4.how does the kinectic energy of a 10,000-kg train traveling at a speed of 10 m/s compare with that of a 2,600-kg compact car traveling twice as fast?

A.the train has less kinectic energy than the car.

B.the train has more kinectic energy than the car.(I PICK THIS)

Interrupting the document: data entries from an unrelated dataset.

PR #1046, opened 2026-03-23
Validate XML numeric character references before string construction

### LINKED ISSUE #1045: XML.toJSONObject() throws uncaught IllegalArgumentException for out-of-range numeric character references
In line with the repository's published vulnerability-reporting guidance, I am reporting this issue here as a public issue.

### Summary

When parsing crafted XML containing an out-of-range numeric character reference such as `&#x110000;`, `XML#toJSONObject()` throws an uncaught `IllegalArgumentException` instead of a controlled parsing exception such as `JSONException`.

As a result, applications that parse attacker-controlled XML may encounter an uncaught runtime exception. Depending on the integration, this may result in request failure or denial of service.

I reproduced this in release `20251224`.

### Details

The apparent root cause is in `XMLTokener#unescapeEntity()`, where a decoded numeric character reference is passed to string construction without first validating that it is a valid Unicode code point:

https://github.com/stleary/JSON-java/blob/cf653682be81e5ff630c8ac5527a5060b9a813e8/src/main/java/org/json/XMLTokener.java#L162-L171

#### Minimal PoC
```java
XML.toJSONObject("<a>&#x110000;</a>");
```

I also checked a few closely related inputs while narrowing this down:
- `&#1114112;` reproduces the same behavior.
- The same behavior is also reachable from an attribute value, e.g. `<a b="&#x110000;"/>`.
- `&#xD800;` did not reproduce the same uncaught exception in my testing.

This suggests that the immediate issue here is specifically the handling of out-of-range Unicode code points during string construction, rather than XML-invalid numeric character references in general.

#### Observed Result
```text
java.lang.IllegalArgumentException: 1114112
        at java.base/java.lang.StringUTF16.toBytes(Unknown Source)
        at java.base/java.lang.String.<init>(Unknown Source)
        at org.json.XMLTokener.unescapeEntity(XMLTokener.java:171)
        at org.json.XMLTokener.nextEntity(XMLTokener.java:148)
        at org.json.XMLTokener.nextContent(XMLTokener.java:117)
        at org.json.XML.parse(XML.java:407)
        at org.json.XML.toJSONObject(XML.java:780)
        at org.json.XML.toJSONObject(XML.java:866)
        at org.json.XML.toJSONObject(XML.java:665)
        at PoC.main(PoC.java:7)
```

yuki-matsuhashi:
Fixes #1045

This PR validates XML numeric character references before string construction.

Changes in this PR:
- reject XML-invalid numeric character references with `JSONException`
- add regression tests for out-of-range hex and decimal values
- add regression coverage for surrogate values and attribute values

#### Note

#1045 focused on out-of-range values such as `&#x110000;`, which raised an uncaught runtime exception before this fix. Surrogate values such as `&#xD800;` did not reproduce the same exception in my testing, but they are still invalid XML character references and are rejected by the same validation.

### DIFF
--- a/src/main/java/org/json/XML.java
+++ b/src/main/java/org/json/XML.java
@@ -158,7 +158,7 @@ public class XML {
      * @param cp code point to test
      * @return true if the code point is not valid for an XML
      */
-    private static boolean mustEscape(int cp) {
+    static boolean mustEscape(int cp) {
         /* Valid range from https://www.w3.org/TR/REC-xml/#charsets
          *
          * #x9 | #xA | #xD | [#x20-#xD7FF] | [#xE000-#xFFFD] | [#x10000-#x10FFFF]
--- a/src/main/java/org/json/XMLTokener.java
+++ b/src/main/java/org/json/XMLTokener.java
@@ -167,6 +167,9 @@ public class XMLTokener extends JSONTokener {
             int cp = (e.charAt(1) == 'x' || e.charAt(1) == 'X')
                 ? parseHexEntity(e)
                 : parseDecimalEntity(e);
+            if (XML.mustEscape(cp)) {
+                throw new JSONException("Invalid numeric character reference: &#" + e.substring(1) + ";");
+            }
             return new String(new int[] {cp}, 0, 1);
         }
         Character knownEntity = entity.get(e);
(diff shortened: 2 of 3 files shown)


stleary:
XML code throws an uncontrolled exception when parsing invalid codepoints to JSON.  This fix replaced the exception with a JSONException

Yes

**Risks**
Low

**Changes to the API?**
Yes, but just in the type of exception thrown

No

No

No

**Review status**
**APPROVED**

Starting 3-day comment window

stleary (approved):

C.the train has the same kinectic energy as the car.

Now really, I have replied three times now. Yes

http://www.jiskha.com/display.cgi?id=1391014223

Oh sorry, slightly different, train going v

for train
(1/2) m v^2 = 5,000 * 10^2

for car

(1/2) m v^2 = 1300 * 4 * 10^2
= 5,200 * 10^2

so now it is the car number A

The answer to the test is:

1.C
2.B
3.C
4.A
I have done this test. These answers are correct.

You are welcome.

To compare the kinetic energy of the train and the car, we can use the formula for kinetic energy: KE = (1/2)mv^2, where KE is the kinetic energy, m is the mass, and v is the velocity.

For the train:
Mass (m) = 10,000 kg
Velocity (v) = 10 m/s
Kinetic energy (KE) = (1/2) * 10,000 kg * (10 m/s)^2 = 500,000 J

For the car:
Mass (m) = 2,600 kg
Velocity (v) = twice as fast as 10 m/s = 2 * 10 m/s = 20 m/s
Kinetic energy (KE) = (1/2) * 2,600 kg * (20 m/s)^2 = 520,000 J

Therefore, the kinetic energy of the train is 500,000 J and the kinetic energy of the car is 520,000 J. Since the kinetic energy of the car is greater, the correct answer is B. The train has more kinetic energy than the car.